Tja, da kann ich dir dann leider nicht weiterhelfen, weil ich, wie gesagt eben noch keinen guten Einblick habe. Grundsätzlich würde ich die Sprache auch sehr gerne lernen, aber mir felt die Zeit und der Wille dabeizubleiben. Aber in der Hinsicht hab ich dir gegenüber nen kleinen Vorteil, da ich erst knapp 16 (also 15  ) bin.


----------



## Marscel (4. November 2006)

*AW: Wie lange braucht man um ordentlich Programmieren zu können?*

Kommt darauf an, wie stark du lernst und den Kram in der Praxis anwendest. 

C++ kann man recht flott lernen, wenn es aber zum Thema der Zeiger geht, weiß ich aus Erfahrung, sollte man anfangs schon ein wenig Zeit aufwenden, wenn man zwischen "Array von 5 int-Zeigern" und "Zeiger auf ein Array mit 5 ints" unterscheiden muss.

Wie dem auch sei, je nach dem, zwischen einigen Wochen und einigen Monaten, abhängig von anderen Sprach-Kenntnissen, Intensität des Lernens und Qualität des Lehrmaterials.

Wenn du die Sprache so weit kannst, geht es weiter mit den Tools, Frameworks, Runtimes und Bibliotheken, mit denen du arbeiten musst, abhängig davon, was du machen willst.

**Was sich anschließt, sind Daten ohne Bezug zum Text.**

PR #14519, opened 2019-07-15
Add ocaml-variants.4.08.1+trunk

kit-ty-kate:
This PR adds the `ocaml-variants.4.08.1+trunk+*` packages, as well as the `ocaml.4.08.1` virtual package.
This allows to test for the next maintenance release of OCaml 4.08 which amongst other things allows `nocrypto` to be built with OCaml 4.08 (as it doesn't compile with `ocaml.4.08.0`)

cc @damiendoligez

### DIFF
--- a/packages/ocaml-variants/ocaml-variants.4.08.1+trunk+afl/opam
+++ b/packages/ocaml-variants/ocaml-variants.4.08.1+trunk+afl/opam
@@ -1,0 +1,39 @@
+opam-version: "2.0"
+synopsis: "latest 4.08 development, with afl-fuzz instrumentation"
+maintainer: "platform@lists.ocaml.org"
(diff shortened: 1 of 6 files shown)


kit-ty-kate:
@damiendoligez could you confirm there is going to be a maintenance release of OCaml 4.08 at some point in the future? I would rather not mess up and add a virtual ocaml package that is not going to be released.

damiendoligez:
I didn't want to do a 4.08.1 release because we have already launched the release cycle for 4.09, but the `nocrypto` problem looks big enough to justify a bugfix release. I'll try to do the release this week.

avsm:
much appreciated; the nocrypto issue is blocking most http-related packages in opam on 4.08.0

PR #14522, opened 2019-07-16
bitstring: make ocaml migrate parsetree a runtime dependency

jorisgio:
OMP has a runtime lib, and upgrading omp breaks ppx_bitstring as it is not rebuilt to match interface change.


kit-ty-kate:
I'm sorry but I can't see the official `3.1.1` release. Furthermore you still need to modify the old versions for this be correct. This is a fix to a package, not a release.

PR #14524, opened 2019-07-16
Flac conflicts with old Liquidsoap versions.

smimram:
An user of Liquidsoap was recently hit by this incompatibility of latest version of flac with old Liquidsoap versions: https://github.com/savonet/liquidsoap/issues/881.


kit-ty-kate:
Is this also incompatible for the previous versions of `flac` available on opam? If yes, could you also add a constraint for them?

smimram:
No, the versions of ocaml-flac prior 0.1.5 are fine.

kit-ty-kate:
Perfect. Thank you!

PR #16535, opened 2020-05-27
fixes z3 compilation for z3.4.8.8

ivg:
This PR includes the https://github.com/Z3Prover/z3/pull/4468 patch so that we can benefit from using z3 without any hassle right now and do not wait until the next version is released. It also adds the `remove` stanza as well as enables the installation (and de-installation) of the z3 binary (so that we don't need to install the system-wide z3 in order to use the binary). See the upstream PR to z3 for the details as well as the commit messages.


avsm:
Thanks for such a detailed description and upstream PR. This looks like the right fix.

However, could you please modify this PR with a z3 package with a new version (e.g. z3.4.8.8-1) with your patch added, rather than modifying the original upstream? This allows opam users to fall back to the unpatched version via normal constraints if it has issues for any reason.  You can just duplicate the z3.4.8.8 metadata into a new directory to do this.

ivg:
Sounds, very reasonable, done!

avsm:
That "needs reporter action" label sure didn't last long :-)

packages/z3/z3.4.8.8-1/opam
```diff
@@ -0,0 +1,42 @@
...
+synopsis: "Z3 solver"
+extra-files: [
+  ["4468.patch" "md5=05a00fdd98aecba2198393bff8484efa"]
+]
+
+remove: [
+  ["ocamlfind" "remove" "z3"]
+  ["rm" "-f" "%{bin}%/z3"]
+]
+
```
kit-ty-kate, line 34: In your first comment you said you introduced the remove field. However this field should not be necessary since opam 2.0 unless you specifically require to remove something that has been installed at runtime (after installation), and it does not seem to be the case here. I'm going to remove it and this PR should be good to go

kit-ty-kate:
Thanks a lot!

PR #16544, opened 2020-05-29
async_unix.v0.13.1

xclerc:
This pull request makes `async_unix` compatible with OCaml 4.11,
and marks previous versions as not compatible.


xclerc:
(The Travis error is a timeout.)

kit-ty-kate:
Thanks a lot for this fast fix!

Das kann genau so lange dauern, wenn nicht sogar länger.


----------



## skicu (4. November 2006)

*AW: Wie lange braucht man um ordentlich Programmieren zu können?*

Das Problem ist meistens nicht die Sprache, sondern die Grundlagen der Programmierung und das logische Denken.
Wenn du täglich acht Stunden Übung hast, kann das schon recht schnell gehen. Ich würde von mir behaupten, dass ich nach geschätzten 2 Mannjahren Programmierens (mittlerweile in C# / ASP.NET) mittlerweile recht gut bin - finde aber trotzdem beinahe täglich noch Sachen, an denen ich noch was dazulernen konnte.
Zwischen "Programmieren-können" und "Programmieren-können" liegen leider immer himmelweite Unterschiede. Erste brauchbare Ergebnisse kann man durchaus schon nach wenigen Wochen erbringen, aber selbst nach Jahren würde wohl niemand von sich behaupten, "alles" zu können, bzw. immer die optimale Lösung zu finden.


----------